Source records ->
Issue #764, opened 2020-12-05
iOS Support


abbanatic:
Hi,

please be so kind to think about providing iOS support for Jamulus in the future.

Due to Apple's change from Intel to ARM, universal binaries for all of Apple's platforms became reality.

So it would be great for Jamulus to support the New Apple Silicon AND iOS devices, with their great built-in capabilities regarding Audio and MIDI.

Thank you very much!
Thomas

ann0see:
Agree. Porting should be possible but there would still be the same two problems like for Android (which is in development):

1. how to deal with WiFi (of course you could use USB to LAN adapters)
2. How to deal with Audio Interfaces (iOS uses CoreAudio, so does macOS)

Something iOS specific:

Submitting to the AppStore would require Jamulus to be dual licensed. Apple doesn't like the GPL.

ann0see:
First of all, I don't have any knowledge of iOS development. Therefore somebody experienced should look at this issue. I created a new iOS folder, edited the .pro file and copied the macOS files in there. I made some tests:

I tried to compile Jamulus with QT Creator for iOS and it (of course) failed. 

`In file included from /.../jamulus/ios/sound.cpp:25:
/.../jamulus/ios/sound.h:70:5: error: unknown type name 'AudioDeviceID'; did you mean 'AudioFileID'?` 

Will probably be one of the main issues. 

also in client.h the include statement has to be changed to ask if it's being built for iOS.

gene96817:
Apple announced at WDC2020 some kind of merging macOS and iOS for 2021. I don't follow the details in this area closely. This suggests people interested in iOS support should look at the developer's tools for macOS 12.x.x and this "merger" with iOS. Of course, this doesn't solve the needs of devices that run old iOS release.

ann0see:
I got a headless Jamulus server up and running on my iPhone SE 1st gen (although it's connected via wifi, the quality is ok). Everything GUI related doesn't work and also I assume files can't be written because of the iOS sandbox.

ann0see:
https://developer.apple.com/documentation/avfoundation/avaudiosession?language=objc in https://developer.apple.com/documentation/avfoundation/avaudiosessionmodemeasurement mode could be a good choice for audio in iOS. Does anybody know anything about iOS Audio/iOS CoreAudio?

ann0see:
Although I have no idea how to write the sound.cpp or sound.h files or StoryBoard files etc. have a look at my changes: 

[...]

PR #802, opened 2020-12-30
Add iOS compilation support

ann0see:
#764 

Maybe the first steps for iOS support. (Mainly copied files from the macOS version)
What works at the moment: "nothing" except compilation for iOS and a headless server: I was able to run on my iPhone SE 1st gen

Todo:
A lot:

1. Audio support (there's nothing working at the moment). I only ask for microphone access
2. GUI support (once I run the compiled app file, I only get a black screen)

I'm still testing this (especially if it really compiles since I made some changes to it)

How to compile: Execute /path/to/qmake Jamulus.pro -spec macx-ios-clang CONFIG+=iphonesimulator CONFIG+=simulator CONFIG+=qml_debug and open the resulting Xcode project file.

Disclaimer: iOS development and Objective C are new to me and I would love if somebody had a look at iOS support.

Could somebody please verify that this doesn't break compiling for macOS?


ios/activity.h
```diff
@@ -0,0 +1,46 @@
+/******************************************************************************\
+ * Copyright (c) 2004-2020
+ *
+ * Author(s):
+ *  AronVietti
```
corrados, line 5: Is this "activity.h" and "activity.m" a copy from the files in mac?

ios/ios_app_delegate.mm
```diff
@@ -0,0 +1 @@
+
```
corrados, line 1: We need an empty file?

ios/sound.h
```diff
@@ -0,0 +1,108 @@
+/******************************************************************************\
+ * Copyright (c) 2004-2020
+ *
+ * Author(s):
+ *  Volker Fischer
```
corrados, line 5: I have not written this file.

ios/sound.mm
```diff
@@ -0,0 +1,232 @@
+/******************************************************************************\
+ * Copyright (c) 2004-2020
+ *
+ * Author(s):
+ *  Volker Fischer
```
corrados, line 5: I have not written this file. BTW: What is the ending ".mm"?

src/main.cpp
```diff
@@ -577,9 +580,13 @@ int main ( int argc, char** argv )
 #ifdef HEADLESS
     QCoreApplication* pApp = new QCoreApplication ( argc, argv );
 #else
+# if defined (Q_OS_IOS)
```
corrados, line 583: I know I am picky ;-) -> Two spaces missing.

ios/activity.h
ann0see: Yes.

ios/ios_app_delegate.mm
ann0see: It was a test to overcome a message during runtime (there was and still is a warning during runtime that you need to set a property in the app delegate for ui view or similar. Not exactly sure how I can solve this therefore I've just created this file since we'll probably need it.)

ios/sound.h
ann0see: As I said, it's mainly a copy from macOS.

ios/sound.mm
ann0see: .mm means that it's a objective c++ file --> you can mix c++ and objective c in this file. This is needed (as far as I understand) to access the iOS sound API

src/main.cpp
ann0see: Should be solved

ios/activity.h
corrados: I do not want to have exact copies. Why not using the existing files?

ios/sound.h
corrados: Still, I have not created this file. You have created it. So you should write your name in this file.

src/main.cpp
```diff
@@ -580,7 +580,7 @@ int main ( int argc, char** argv )
 #ifdef HEADLESS
     QCoreApplication* pApp = new QCoreApplication ( argc, argv );
 #else
-# if defined (Q_OS_IOS)
+# if defined (  Q_OS_IOS  )
```
corrados, line 583: Have you now used two spaces on each side of the bracket? :-) So you inserted a total of 4 spaces but only 2 are needed ;-)

ann0see: Ok. Is this ok now?

ios/activity.h
ann0see: We could use the Mac ones, but in my opinion this would be confusing since we include Mac files on iOS (while both are different operating systems). The cleanest way would be to create an "Apple" folder with only these files. Not even 100% sure if they are needed on iOS since the server stopped once I locked my device.

ios/sound.h
ann0see: Ok. I've added my name. But since you wrote most of it for MacOS (at least that's what I assume), I've now written "ann0see based on code from Volker Fischer". I hope that's ok?

ios/activity.h
corrados: Please check if it is really required. If not, just remove it. Otherwise you should use the one in the mac directory. It is not the cleanest way but better than having two identical files.

ios/ios_app_delegate.mm
corrados: Ok, so let's keep it for now.

ios/sound.h
corrados: Yes, that's ok.

src/main.cpp
corrados: Yes, thanks.

ios/activity.h
ann0see: Should be gone now. The behaviour of the headless server is the same without this. So I think we don't need this file. I've now added the typical app delegate code to the app delegate files, but it doesn't seem to change anything (except that the warning I mentioned has now disappeared)

ann0see:
The app now automatically starts as server (see main.cpp)

ann0see:
The gui problem might be related to this: https://forum.qt.io/topic/118060/the-opengl-display-stays-black-under-ios/10

Jamulus.pro
```diff
@@ -146,6 +146,22 @@ win32 {
...
+} else:ios {
+    QMAKE_INFO_PLIST = ios/Info.plist
+    QT += macextras
+    OBJECTIVE_SOURCES += ios/ios_app_delegate.mm
+    HEADERS += ios/ios_app_delegate.h
+    HEADERS += ios/sound.h
+    OBJECTIVE_SOURCES += ios/sound.mm
+    QMAKE_TARGET_BUNDLE_PREFIX = com.corrados.jamulus
+    QMAKE_APPLICATION_BUNDLE_NAME. = $$TARGET
+‚
```
corrados, line 158: What is this comma for?

ann0see: Probably it's not needed.

corrados:
Thanks!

Exercise -> Check each line above for the word "would", and copy the lines where it appears.

Response area ->
So it would be great for Jamulus to support the New Apple Silicon AND iOS devices, with their great built-in capabilities regarding Audio and MIDI.
Agree. Porting should be possible but there would still be the same two problems like for Android (which is in development):
Submitting to the AppStore would require Jamulus to be dual licensed. Apple doesn't like the GPL.
Disclaimer: iOS development and Objective C are new to me and I would love if somebody had a look at iOS support.
ann0see: We could use the Mac ones, but in my opinion this would be confusing since we include Mac files on iOS (while both are different operating systems). The cleanest way would be to create an "Apple" folder with only these files. Not even 100% sure if they are needed on iOS since the server stopped once I locked my device.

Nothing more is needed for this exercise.